Instacart shakes up its leadership structure as the market awaits its IPO
TechCrunch doesn’t tend to cover personnel changes because the startup world is sufficiently massive as to render any particular job changes too small for our lens. However, Instacart this morning announced a slew of promotions inside of its senior leadership, and given that the company filed for an IPO — albeit privately — we’re paying extra attention.
Briefly, the U.S. grocery-delivery giant promoted Daniel Danker and Laura Jones, vice presidents of product and marketing, to chief product officer and chief marketing officer, respectively. Given that Instacart is prepping for a public debut, getting its C-suite in order makes sense. In that vein, the multi-unicorn is also promoting its vice president of engineering, Varouj Chitilian, to the CTO role. Prior CTO Mark Schaaf is leaving the company for what Instacart described in a phone call as a break of sorts.

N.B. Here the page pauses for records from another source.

Issue #1970, opened 2016-01-22
Add a way to set initial map bounds


peckjon:
Is there no way to set the initial bounds of a Map?

[options.maxBounds](https://www.mapbox.com/mapbox-gl-js/api/#Map) allows one to set the initial bounding box, but also permanently constrains the view to this box.

A combination of .center and .zoom would effectively allow one to set initial bounds, but also requires some computation, and is inexact.

Is there an easy way to set an initial options.bounds ?

ravraponi:
+1

lucaswoj:
You are correct. That feature does not exist but should :+1:

ryanbaumann:
Currently I'm suing the 'geojsonExtent' from the mapbox.js library to facilitate zooming to bounds.  Agreed it would be great to have as a standard feature in the API.

```javascript
<script src='https://api.mapbox.com/mapbox.js/plugins/geojson-extent/v0.0.1/geojson-extent.js'></script>
function fit() {
    //fit gl map to a geojson file bounds
    try {
        map.fitBounds(geojsonExtent( geojson_layer_id ));
    }
    catch (err) {
        console.log(err);
    }
}
```

averas:
@ryanbaumann I think there's a misunderstand there. I believe what @peckjon is asking for is not a method to to zoom to a bounding box (Map#fitBounds) per se, because this is actually already part of the library. The problem is that the current function is animated so you can't instantly change the center/zoom of a map like you can with Map#jumpTo, using a bounding box. What this ticket asks for is a fitBounds without a transition (and possibly also as input when instantiating the map).

Also, getting the bounding box for a geometry I would argue is out of scope for the library, but can easily done with for example turf.js (http://turfjs.org/static/docs/module-turf_extent.html).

The company also shook up its business division. Recall that Instacart has a few revenue lines, including delivery, a software platform that it offers to grocery chains, and advertising business. Instacart also announced today that it is unifying its grocery business and ads business under its newly promoted chief business officer Chris Rogers, its prior vice president of retail.

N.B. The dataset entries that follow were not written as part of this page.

PR #5520, opened 2017-10-25
Fixing padding issues in fitBounds

### LINKED ISSUE #4846: fitBounds padding is not zooming correctly
Using fitBounds with padding, I wanted to increase the padding on the left. I noticed that it seemed way off though for larger padding values.

http://jsbin.com/nadukifexa/edit?html,output

In the example, I drew a 400px wide box, then set the padding on the left to 420 (400 + 20). You would expect the fit map to be just off of the right side of the box. Instead it is way off. To achieve the expected result, I had to use half and set it to 220 (200 + 20).

GunnarSturla:
This fixes #4846 where the offset from center was incorrectly calculated when there was a difference between top and bottom, or left and right padding. The offset should be half the difference between padding when finding the center.

The example from the original issue showing the error:
http://jsbin.com/nadukifexa/edit?html,output

Same example with this fix:
http://jsbin.com/rihunorico/edit?html,output

## Launch Checklist

### DIFF
--- a/src/ui/camera.js
+++ b/src/ui/camera.js
@@ -395,7 +395,7 @@ class Camera extends Evented {
         // (lateral and vertical padding), and the part that does (paddingOffset). We add the padding offset
         // to the options `offset` object where it can alter the map's center in the subsequent calls to
         // `easeTo` and `flyTo`.
-        const paddingOffset = [options.padding.left - options.padding.right, options.padding.top - options.padding.bottom],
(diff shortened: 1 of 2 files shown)


GunnarSturla:
All tests are passing 👍

mollymerp:
Thanks again for the contribution @GunnarSturla !

GunnarSturla:
Woohoo! Thanks!

PR #5534, opened 2017-10-26
Fix packaging issues with style-spec package

### LINKED ISSUE #5502: Fix bugs preventing mapbox-gl-style-spec package on NPM from being used externally
Current issues with the mapbox-gl-style-spec package:

- Flow types in `expression/*.js` prevent the package from being used directly: `require('@mapbox/mapbox-gl-style-spec')` fails with syntax errors
- The absence of a `browserify: { transform: ["unflowify", "bubleify", "./build/strictify"] }` setting in `package.json` prevents browserify from being able to bundle a program that uses `@mapbox/mapbox-gl-style-spec` as a dependency (except maybe if that build used the "global transform" antipattern).
- Published npm package does not include `flow-typed` directory from the root repo.  I haven't actually checked whether any types declared there are used within `src/style-spec`, but even if they aren't now, it is likely that they will be in the future.
- (from #5522) Usage of `let` and `const` without `"use strict";` is forbidden in Node v4.0.  More broadly: as of now, the style-spec package needs to be usable in Node v4.0 and IE 11, both of which have limited ES6 support.

After resolving the above issues, we should also add a build test that simulates installing @mapbox/mapbox-gl-style-spec outside of the gl-js repo and attempts to (a) require it in node, (b) bundle it.

anandthakker:
Fixes #5502

The style-spec's prepublish step now:
- Compiles the style-spec module to `dist/index.js`. Note that this is still a *Node* module: it does not include external dependencies or browser implementations of built-in node modules.
- Copies `flow-typed/` from the root mapbox-gl-js repo. As @davidtheclark mentions in https://github.com/mapbox/mapbox-gl-js/issues/5502#issuecomment-338691744, this may not be sufficient to make flow types work out of the box, but it at least ensures that the necessary type definitions are distributed with the style-spec package.

The majority of users should simply be able to do `require("@mapbox/mapbox-gl-style-spec")`, and it should work fine both in Node and standard browser bundles that understand commonjs.

But it's also possible to require individual modules like `require("@mapbox/mapbox-gl-style-spec/expression")`, so long as the client either (a) uses `flow-remove-types` and Node >= 6.0, or (b) respects the transform configuration in the `browserify` field of package.json.

TODO:
 - [ ] Publish a prerelease/test version to npm and manually test a fresh install.


anandthakker:
cc @davidtheclark

anandthakker:
> Publish a prerelease/test version to npm and manually test a fresh install

Update: not ready to merge yet, b/c somehow the package isn't including `dist/index.js` -- even when I add a blank `dist/.npmignore` to ensure `npm` isn't using `dist/.gitignore`.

Why do we care about Instacart bringing ads more closely to its grocery business? Because search advertising is a big damn market. And when you are grocery shopping and want to add a particular good to your cart, you are executing a search.

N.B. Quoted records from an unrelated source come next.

PR #5537, opened 2017-10-27
update example in geojson layer in stack html

VictorHom:
## Launch Checklist

 - [X] briefly describe the changes in this PR - updated example in a geojson layer in stack html

### DIFF
--- a/docs/pages/example/geojson-layer-in-stack.html
+++ b/docs/pages/example/geojson-layer-in-stack.html
@@ -11,10 +11,9 @@ map.on('load', function () {
 
     var layers = map.getStyle().layers;
     // Find the index of the first symbol layer in the map style
-    var firstSymbolId = undefined;
     for (var i = 0; i < layers.length; i++) {
         if (layers[i].type === 'symbol') {
-            firstSymbolId = layers[i].id;
+            var firstSymbolId = layers[i].id;
             break;
         }
     }
--- a/docs/pages/example/geojson-layer-in-stack.html
+++ b/docs/pages/example/geojson-layer-in-stack.html
@@ -9,6 +9,13 @@ var map = new mapboxgl.Map({
 
 map.on('load', function () {
 
+    // Find the index of the bottom-most type: symbol layer in the map style
+    // Insert the layer beneath any symbol layer.
+    var layers = map.getStyle().layers.reverse();
+    var labelLayerIdx = layers.findIndex(function (layer) {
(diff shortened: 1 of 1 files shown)


docs/pages/example/geojson-layer-in-stack.html
```diff
@@ -9,6 +9,13 @@
 
 map.on('load', function () {
 
+    // Find the index of the bottom-most type: symbol layer in the map style
```
mollymerp: > // Find the index of the bottom-most type: symbol layer in the map style
👇 
> // Find the index of the bottom-most symbol layer in the map style

(sorry I know this was my wording before but I forgot that you can't do code highlighting in js comments so this looks kind of confusing in plain text)

mollymerp: also this comment should be right before line 15 (the line where we're actually finding the symbol layer)

docs/pages/example/geojson-layer-in-stack.html
```diff
@@ -9,6 +9,13 @@
...
+    // Insert the layer beneath any symbol layer.
```
mollymerp: this comment should be included after the comment on L31-36. Something like "in this case, we are inserting the new layer immediately before the first symbol layer in the style"

docs/pages/example/geojson-layer-in-stack.html
```diff
@@ -9,6 +9,13 @@
...
+    var layers = map.getStyle().layers.reverse();
+    var labelLayerIdx = layers.findIndex(function (layer) {
```
jfirebaugh: [`findIndex`](https://developer.mozilla.org/en-US/docs/Web/JavaScript/Reference/Global_Objects/Array/findIndex#Browser_compatibility) isn't available in IE, and don't you want to insert the layer before the first symbol layer, rather than before the last non-symbol layer?

```js
var before = undefined;
for (var i = 0; i < layers.length; i++) {
    if (layers[i].type === symbol) {
        before = layers[i].id;
        break;
    }
}
```

mollymerp: 🤦‍♀️ good catch(es) @jfirebaugh!

VictorHom:
The pr is updated to find the first symbol id and insert that instead @mollymerp :)

mollymerp:
Thanks again for your contribution @VictorHom!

This means that the same forces that powered Google to search dominance — and provided a huge tailwind to Amazon — are at play inside of Instacart’s service. In simple terms, high-intent customers searching for goods to buy is the precise place where advertisers want to flaunt their wares. So, it makes sense to have the ads team and the grocery team working in unison — they are somewhat the same project, albeit with different search results as their main remit.
We’re counting down until Instacart’s IPO filing drops the private tag and flips public. When will that happen? It’s not clear. The IPO market today is more barred window than open portal, which means that our normal methods of calculating when a company may go public do not work. We’re stuck waiting. But when we do get that document, we’ll be hunting through it for notes on Instacart’s revenue mix and per-business line gross margins, along with the usual growth and profit material we observe for every company.
Can Instacart’s software and advertising work improve its overall gross margin profile? Can those business lines provide growth levers in excess of simply driving more GMV through the service? That’s Rogers’ job now. Let’s see how he performs in the expanded role.